PR #640, opened 2025-11-17
refactor: ziggify accessibility and make it more portable

GasInfinity:
Basically refactors the current `accessibility` support in DVUI and makes it as platform-independent as possible so no checks have to be done in separate places, everything is inside the specific `accessibility.Instance`.

Also adds a `Null` accessibility instance, which is the default when `AccessKit` is not linked and is literally zero-overhead.

I've tested this on linux on all the possible backends available (and with `orca`) and looks like it works great! I've also compiled successfully all windows backends but haven't tested them.

As an example, here's what it looks like now to add actions to an accessibility node:
```
if (b.data().a11y_node) |node| {
    node.addAction(.focus);
    node.addAction(.click);
}
```

which will compile to nothing with a `Null` accessibility and will set the `Role`s in the `AccessKit` one

---
cc @phatchman (as you appear quite a lot in the `git blame`)


david-vanderson:
I like how this looks (although I'm not fond of the "a11y" contraction):
```
if (b.data().a11y_node) |node| {
    node.addAction(.focus);
    node.addAction(.click);
}
```

I'm unclear on other aspects of the change:
* how does it work now that `accessKitInitInBegin()` is gone?
* are there really other accessibility libraries we might use?  I don't like adding extra indirection unless we are gaining another implementation
* why the changes to build.zig and renaming cacheBuster?

But worryingly, when I compile on windows `zig build sdl3-standalone -Daccesskit=shared` and run the accessibility highlights it no longer is showing anything inside the window.

Do you have access to a windows machine for testing?

GasInfinity:
> although I'm not fond of the "a11y" contraction

Bikeshed it please, It's because I don't know other contraction for accessibility that is both short and you know it's "accessibility" when reading it so I used a standard contraction.

> how does it work now that accessKitInitInBegin() is gone?

We assert that the user of the library won't create a window in a shown state so all adapters can work. After initializing the DVUI Window the user can show the window and do as they please. DVUI handles that automatically in `dvui.App`.

> are there really other accessibility libraries we might use? I don't like adding extra indirection unless we are gaining another implementation.

It's not really for other implementations (even though they may be welcome if someone wants to do it), it's to remove all `if (dvui.accesskit_enabled) <> else <>`, the `accessibility.Instance` should handle all platform-dependent behaviour. Also previously even if someone didn't enable `AccessKit` (I don't think we have it in a 3ds :p) it would still have some overhead (the acessibility node still existed in every widget, even if it was a `?*struct{}`), now it doesn't as every node is an `?enum{}`.

> why the changes to build.zig and renaming cacheBuster?

The commit explains the changes "link 'userenv' instead of 'Userenv' to allow cross-compiling to windows from linux with AccessKit enabled". I moved `cacheBuster` as I saw it wasn't being used in the tree directly (and a `tools/` directory existed)

> But worryingly, when I compile on windows zig build sdl3-standalone -Daccesskit=shared and run the accessibility highlights it no longer is showing anything inside the window.
Do you have access to a windows machine for testing?

I will investigate it then. I don't have any way to test it on macos though.

phatchman:
@GasInfinity Thanks so much for looking at this. Apologies, I don't have a lot of time to go through this in detail, but my comments are below.

I think there are really 3 changes here and have different comments on each.
1) There's a Zig interface to AccessKkit that wraps the C API. (AccessKit.zig)
2) It makes the logic in the backends more consistent.
3) It creates a new generic 'accessibility layer'. (accessibility.zig and the Null.Zig 'implementation' which mirrors AccessKit.zig's interface.)

For 1)
Whether it makes sense to zigify the API is a good question, but I deliberately chose not to do that as it was a layer I did not want to maintain while AccessKit evolves. I created the code generator in the tools directory to deal with that problem instead. To me it comes down to the maintenance cost of having c-like code 'polluting' the zig code vs having a layer where we have to do some sort of diff between the old and new AccessKit header files to work out what changed. Then manually keep the zig mapping layer up to date.

Edit: Though to be fair we also need to consider the cost of keeping the AccessKit code generator up to date. I don't think that is a big task, but I'm not the best to judge given I wrote it. 

Also, there is an update coming for AccessKit that will accept slices for strings. That will get rid of some of the worst awkwardness of the current API by eliminating the string null termination step.

For 2) and 3)
My personal opinion is that it makes sense to try and be as generic as possible across backends. But it doesn't make sense (at this time at least) to make it generic across accessibility libraries.

My reasoning is that:
1) There is still more work to do both on the AccessKit side and on the DVUI side to finish integration support. i.e. the APIs being used on either side are not stable and this seems like another layer that needs to be kept up to date every time a new AccessKit library is released.
2) Related to above, it adds a lot of code that does not really do anything, e.g. every time I want to use a new AccessKit API, I'll need to add that function to AccessKit.zig and Null.zig and create new enum definitions.
3) If we are going to make a more generic zig-like layer, I'd prefer to either a) improve the code generator that transforms the AccessKit header file into zig functions or b) Just create those functions directly in AccessKit.zig, without making them generic.
4) I just generally prefer the conditional compilation that we have today over moving it behind a comptime interface. My guess is there are simpler ways to handle the conditional code. e.g. similar to the way the current accesskit_node() function makes sure no AccessKit calls are compiled in if it is not enabled. 
5) I don't really see a clear benefit to that added code vs the current system where I can directly use any AccessKit function I want. That is pretty valuable during what is still an experimental integration stage as I don't always know what API's will work or how they work to use them until I actually use them. Edit: This could be mitigated somewhat by just calling the raw C APIs until it is understood what is needed, but it still is just extra steps.
5) Does this take into account that each top-level window (i.e. Operating System Window) could have its own AccessKit node tree? I'm not sure we handled that case currently, but we don't want to preclude it in the future. e.g. it looks like it's implemented as a Singleton?
6) If we really did need to support another accessibility library, I don't really know what that interface would look like. It seems better to split it out into an interface once we have a clearly understood usecase.

But for the backends, we definitely want them as similar as possible. I'm a little short on time at the moment and have only looked at the diffs, but that part looks like a good improvement. @RedPhoenixQ might be interested in looking at the backend changes.

If we do want to merge the more zig-like wrapper and/or the accessibility layer, my preference is just to have AccessKit.zig and not have the Null version. Mostly because this is an area of code likely to change once I can turn my attention back to the accessibility integration and is just more code that I'd have to add each time I use a new AccessKit feature. 

As an example, the new code I have for implementing text runs reaches into the rendering layer, will need to implement 2 new events and use ~6 more AccessKit APIs. 

Paul.

GasInfinity:
This fixes also one bug, `AccessKit` previously relied on a stable pointer, *but it is not guaranteed have one*. If someone moved the `Window` and had `AccessKit` enabled, the userdata pointer would point to invalid stack memory (unless `dvui.Window` is in the heap), now the state is a separate allocation, fixing that.

That above fixes the problems with windows. Windows and Linux have been tested and they both compile and work in all backends. I can't test MacOS so please if someone can, it would be really great.

---
re: @phatchman
 
> while AccessKit evolves

While working on this I saw [accesskit-c](https://github.com/AccessKit/accesskit-c/tree/main) because obviously working on somewhat generalizing this is useless if it has too many breaking changes and it doesn't look like it changes too much? 

> To me it comes down to the maintenance cost of having c-like code 'polluting' the zig code

I mean, before if some API changed you had to change *all* callsites, now everything goes through one function. Obviously I'm biased (as I wrote this) but I don't see how the code generator resolves the problem of c polluting the code as it's still the C API but renamed.

> it doesn't make sense (at this time at least) to make it generic across accessibility libraries

I'm not trying to make it generic across accessibility libraries (currently), it's an AccessKit abstraction that allows having a `Null` backend (more below on this).

> Also, there is an update coming for AccessKit that will accept slices for strings

Great, then the only change would be dropping `:0` in the `setValue` function and calling `dupe` instead of `dupeZ`. If the API changes, you'd only need to change the wrapped function and each callsite (only to not allocate the sentinel, it would still compile though).


> the APIs being used on either side are not stable

I understand but they don't change too much? (from my perspective).

> it adds a lot of code that does not really do anything

That's the purpose of a `Null` backend, to not do anything. Even though if you look at the diff *I removed more lines* than added.

> Just create those functions directly in AccessKit.zig

You can do that, just check `accessibility.Instance == accessibility.AccessKit` (making it `pub`) and you can still do conditional compilation when experimenting, then you'd add what you've worked on in the `Null` one so you can remove the checks

> similar to the way the current accesskit_node() function makes sure no AccessKit calls are compiled in if it is not enabled.

That's great! However every node was still stored in memory and the state of the `AccessKit` impl was still also in memory so it would be wasted storage when it isn't even enabled.

> Does this take into account that each top-level window (i.e. Operating System Window) could have its own AccessKit node tree? I'm not sure we handled that case currently, but we don't want to preclude it in the future. e.g. it looks like it's implemented as a Singleton?

This PR does not change that in any way, if you look at the dx11 standalone demo, creating a new window automatically makes it accessible so its *not* a singleton, it's even decoupled somewhat from `dvui`.

> If we really did need to support another accessibility library, I don't really know what that interface would look like. It seems better to split it out into an interface once we have a clearly understood usecase.

And that makes a lot of sense, this is more of a way to not have `AccessKit` use memory even when disabled, if you know of other way to do so please discuss it.

> my preference is just to have AccessKit.zig and not have the Null version.

Literally the `Null` version is the whole reason of the PR as e.g a 3DS doesn't have `AccessKit` but it still uses memory.

> As an example, the new code I have for implementing text runs reaches into the rendering layer, will need to implement 2 new events and use ~6 more AccessKit APIs.

You can still prototype it in any way you like, this doesn't make you having to do an API as you do so.


Overall you can bikeshed the APIs but *please* allow a `Null` accessibility backend of some sort as currently people who don't (or can't!) use `AccessKit` have to pay for it (not in code, only in memory usage).

phatchman:
What extra memory usage do you mean? 

There is no ak_node in non-accesskit builds and no additional code as far as I know? If that is the ultimare goal, perhaps we can look at options for that that don't require replicating every acesskit function?

GasInfinity:
> There is no ak_node in non-accesskit builds and no additional code as far as I know? If that is the ultimare goal, perhaps we can look at options for that that don't require replicating every acesskit function?

While there's no `?*c.accesskit_node`, there's still a `?*struct{}` which is still an extra pointer not used for anything. Also all the state in `AccessKit` was still in-memory even if not used. With this PR `@sizeOf(Node)` and `@sizeOf(Instance)` are basically `0` when `AccessKit` is not enabled.

You can either add lots of checks in different parts of the codebase (why? isn't that just tech debt?) or have it everything centralized in one place so things don't have to be changed everytime something external to DVUI changes.

david-vanderson:
> > There is no ak_node in non-accesskit builds and no additional code as far as I know? If that is the ultimare goal, perhaps we can look at options for that that don't require replicating every acesskit function?
> 
> While there's no `?*c.accesskit_node`, there's still a `?*struct{}` which is still an extra pointer not used for anything. Also all the state in `AccessKit` was still in-memory even if not used. With this PR `@sizeOf(Node)` and `@sizeOf(Instance)` are basically `0` when `AccessKit` is not enabled.
> 
> You can either add lots of checks in different parts of the codebase (why? isn't that just tech debt?) or have it everything centralized in one place so things don't have to be changed everytime something external to DVUI changes.

Minimizing memory cost when not using accesskit is a worthy goal - let's get some numbers so we don't miss the target.

@GasInfinity what are we looking at here?  Does it impact binary size at all?  Or is it just the size of `WidgetData`?  How would we know if we did this correctly?

GasInfinity:
> Does it impact binary size at all?

Binary size is *not* affected (at least AFAIK), only runtime/allocated memory.

e.g: check `@sizeOf(Null)` vs `@sizeOf(AccessKit.State)`. Same for a `Node`

david-vanderson:
> > Does it impact binary size at all?
> 
> Binary size is _not_ affected (at least AFAIK), only runtime/allocated memory.
> 
> e.g: check `@sizeOf(Null)` vs `@sizeOf(AccessKit.State)`. Same for a `Node`

Ok now we are getting somewhere.  We can easily put in a conditional to turn `ak_node` into a zero sized thing when not using accesskit.  And the size of the accesskit state is currently 112 bytes per dvui.Window (usually only one).

That's not enough to warrant putting in a whole layer of indirection.

Sorry, but the abstraction layer is out for the moment.  I very much appreciate the consideration here.  If there are other parts of this change you'd like me to look specifically at, let me know.

GasInfinity:
I'm *really* sorry for wasting your time reviewing and looking at this.

After giving it some thought I think I'll just hard fork and maintain a separate branch focused on what I need. You're completely welcome and 100% free to cherry-pick any commit, ping or ask me anything if you'd like or need.

david-vanderson:
> I'm _really_ sorry for wasting your time reviewing and looking at this.
> 
> After giving it some thought I think I'll just hard fork and maintain a separate branch focused on what I need. You're completely welcome and 100% free to cherry-pick any commit, ping or ask me anything if you'd like or need.

It's no problem at all, and certainly not a waste.  I'm sorry we couldn't figure out a solution for now.  And as always, I could be wrong here.  I know maintaining a fork is annoying, hopefully at some point we can figure out how to sync up.

Thank you very much for the effort and patiently answering my questions!

phatchman:
To confirm: `std.debug.print("{}\n", .{ @sizeOf(dvui.WidgetData)});`

As expected, this gives me 504 bytes with the -Daccesskit=off and the ak_node excluded and 512 with ak_node included.

It's not the prettiest line of code in the world, but this change will conditionally compile out the node when -Daccesskit=off

```
ak_node: if (dvui.accesskit_enabled) ?*dvui.AccessKit.Node else void = if (dvui.accesskit_enabled) null else {},
```
I looked at removing the default value and instead set the node to null in init(), but there are places that construct a WidgetData struct directly (e.g. Window).

@david-vanderson OK to apply this?

david-vanderson:
> @david-vanderson OK to apply this?

Yes - thank you!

┄┄┄┄┄┄┄┄┄┄┄┄┄┄┄┄┄┄┄┄

* WHAT IS EXPECTED
Take from the material every line that holds "changed".

* RESULT FOR THIS EXERCISE
Whether it makes sense to zigify the API is a good question, but I deliberately chose not to do that as it was a layer I did not want to maintain while AccessKit evolves. I created the code generator in the tools directory to deal with that problem instead. To me it comes down to the maintenance cost of having c-like code 'polluting' the zig code vs having a layer where we have to do some sort of diff between the old and new AccessKit header files to work out what changed. Then manually keep the zig mapping layer up to date.
I mean, before if some API changed you had to change *all* callsites, now everything goes through one function. Obviously I'm biased (as I wrote this) but I don't see how the code generator resolves the problem of c polluting the code as it's still the C API but renamed.
You can either add lots of checks in different parts of the codebase (why? isn't that just tech debt?) or have it everything centralized in one place so things don't have to be changed everytime something external to DVUI changes.
> You can either add lots of checks in different parts of the codebase (why? isn't that just tech debt?) or have it everything centralized in one place so things don't have to be changed everytime something external to DVUI changes.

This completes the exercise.